Section: Arts

Patti Harrison talks queerness in comedy on panel

On Thursday, Sept. 7, Kenyon students logged onto Zoom for a Q&A session with comedian Patti Harrison, moderated by comic writer Guy Branum. The Q&A was centered around Branum and Harrison’s experiences as queer comics. 

Branum worked as a writer, actor and producer on Mindy Kaling’s sitcom The Mindy Project. Harrison, on the other hand, is known for her appearances in the Netflix show I Think You Should Leave and Hulu sitcom Shrill. She also discussed working on the podcasts A Woman’s Smile with friend Lorelei Ramirez and Disease Sleuth during the COVID-19 pandemic. Harrison also discussed her experiences writing among comic friends and contemporaries for the Netflix adult animated series Big Mouth.

The event began with an opening stand-up routine from Two Drink Minimum club member Catherine Jones ’22, where she told anecdotes about getting her blood drawn or fighting with her family on Zoom. 

Harrison discussed how she developed her own, distinct  voice of slightly absurd, raunchy humor while also combating the expectations placed on her as a trans woman of color in comedy. In response to being cast in tokenizing roles, Harrison said that she has learned to choose roles that serve her own “crude style” and do not place her in a box. 

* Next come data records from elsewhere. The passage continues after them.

PR #93, opened 2015-07-01
Changed masking behaviour.

jan-cerny:
According to the clarified specification, the "mask" attribute
should not affect oval_definitions section in oval_results.
It says: ... the"oval_definitions" section must not be altered
and must be an exact copy of the definitions evaluated.

### DIFF
--- a/src/OVAL/oval_entity.c
+++ b/src/OVAL/oval_entity.c
@@ -398,7 +398,10 @@ xmlNode *oval_entity_to_dom(struct oval_entity *entity, xmlDoc * doc, xmlNode * 
 	bool mask = oval_entity_get_mask(entity);
 
 	/* omit the value and operation used for testing in oval_results if mask=true */
-	if (mask && !xmlStrcmp(root_node->name, BAD_CAST OVAL_ROOT_ELM_RESULTS)) {
+	/* Omit it only for older versions of OVAL than 5.10 */
+	oval_version_t oval_version = oval_definition_model_get_schema_version(entity->model);
+	if (oval_version_cmp(oval_version, OVAL_VERSION(5.10)) < 0 &&
+		mask && !xmlStrcmp(root_node->name, BAD_CAST OVAL_ROOT_ELM_RESULTS)) {
 		entity_node = xmlNewTextChild(parent, ent_ns, BAD_CAST tagname, BAD_CAST "");
 	} else {
 		entity_node = xmlNewTextChild(parent, ent_ns, BAD_CAST tagname, BAD_CAST content);
--- a/tests/probes/maskattr/Makefile.am
+++ b/tests/probes/maskattr/Makefile.am
@@ -21,5 +21,7 @@ EXTRA_DIST = \
 	all.sh \
 	test_object_entity_mask.sh \
 	test_object_entity_mask.xml \
+	test_object_entity_mask_oval_5_9.sh \
+	test_object_entity_mask_oval_5_9.xml \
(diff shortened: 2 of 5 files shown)


mpreisler:
If specification was just clarified and not altered, why are we fixing this only in maint-1.2?

jan-cerny:
@mpreisler  : That is a good question. I have looked into specification and the OVAL issue https://github.com/OVALProject/Language/issues/67 one again, and I am totally confused about it :-(  It seems to me that this is clarified opposite to 5.10, but altered to some previous version. What shall I do with it? Should I allow this behavior only when OVAL 5.11 document is processed?

jan-cerny:
@mpreisler -
OVAL 5.11 specification says:
... When the mask attribute is set to 'true' on an OVAL Entity or an OVAL Field, the corresponding collected value of that OVAL Entity or OVAL Field MUST NOT be present in the "results" section of the OVAL Results document; the "oval_definitions" section must not be altered and must be an exact copy of the definitions evaluated. ...

OVAL 5.10 specification says:
If the mask attribute is set to 'true', then the observed value of this field must not be presented in the results file.

OVAL 5.9 specification says the opposite of 5.11:
..... In addition to the value being omitted from the copy of the system characteristics file, the copy of the definition file should also omit the value and operation used for testing. ..

Github issues says:
... we removed documentation stating that OVAL Definitions documents must be altered
when applying the mask attribute. At the same time, we removed the documentation
that stated "...the observed value of this field,...must not appear in the
results section of an OVAL Results document.". As a result, it is no
longer clear that the masked entities, in the OVAL Definitions document, should
not be altered. ...........

When I read those citations, I think that the behavior changed between 5.9 and 5.10.  In 5.11 it is just a clarification. I think We should implement this only for OVAL >= 5.10, and keep the old behavior for <= 5.9. 
Am I right?

jan-cerny:
It seems that it is possible to implement this depending on OVAL version.

mpreisler:
Discussed with @jan-cerny . Narrowed the problem down to:

5.11 and 5.10:
> OVAL Results document; the "oval_definitions" section must not be altered and must be an exact copy of the definitions evaluated.

5.9:
> the copy of the definition file should also omit the value and operation used for testing.

In other words, 5.11 and 5.10 require and exact copy, 5.9 requires something to be omitted so the result is not an exact copy.

So we need to have different behavior for OVAL <= 5.9 and OVAL >= 5.10

jan-cerny:
Re-worked the commit. It omits the values only for OVAL 5.9 and older. For 5.10 and newer, it makes an copy of values.

jan-cerny:
Test written.

jan-cerny:
I would use assert_exists also. The test_object_entity_mask_oval_5_9.sh is only copied test_object_etity_mask.sh.

jan-cerny:
Should I change the test scripts to use "assert_exists" ?

isimluk:
No. As I have said: "However, I see similar uses (of direct XPATH) in other tests as well. So this is just a comment." :-)

mpreisler:
Shoudn't we apply this to `maint-1.0` as well since 1.0.x supports OVAL 5.9 and 5.10?

It's a relatively isolated change.

jan-cerny:
Yes it can be applied to maint-1.0, I tried it, it works. The change in behavior can be considered as bugfix.

jan-cerny:
Created another PR against maint-1.0 https://github.com/OpenSCAP/openscap/pull/109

Branum and Harrison connected over their shared “journey in accepting queerness” and how that journey varies from comic to comic, especially depending on the spaces they occupy. When asked about her early days in comedy, Harrison talked about getting started in New York City and finding safe spaces in which to perform. She recounted her first show, where she performed with friends for an audience. “There was no one watching the show who wasn’t involved [in the production] somehow,” she said.

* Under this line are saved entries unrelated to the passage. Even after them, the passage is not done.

PR #94, opened 2015-07-03
Use OScap source for remote resources

ybznek:
#436 Downloading OVAL file only into memory not to temp file
#473 --fetch-remote-resources support bz2 now


isimluk:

Branum also asked Harrison about how she confronts her upbringing in a conservative, predominately white Ohio town in her stand-up. Harrison said that she has learned to be very careful about the audiences with which she discusses her hometown, as those coming from different spaces may use her work as an opportunity to mock a place they don’t understand instead of laughing at the absurdity of  her experiences. “The place where I’m from isn’t the place they think I’m talking about,” she said. 

Branum identified with Harrison’s comments and shared his own experiences growing up in a low-income family in a small town in California. “I’ve had kids whose parents are lawyers come up and tell me I can’t make jokes about this and [they don’t realize] I actually grew up poor.”

“The show absolutely flew by. I was having so much fun talking to Guy [Branum], and the questions prepared for us were really engaging launching points.” Harrison told the Collegian. “It was a blast talking [with Guy]. I’m thankful to the students and staff that brought this whole thing together. Hopefully I can see everyone in person when we’re out of the pandemic!”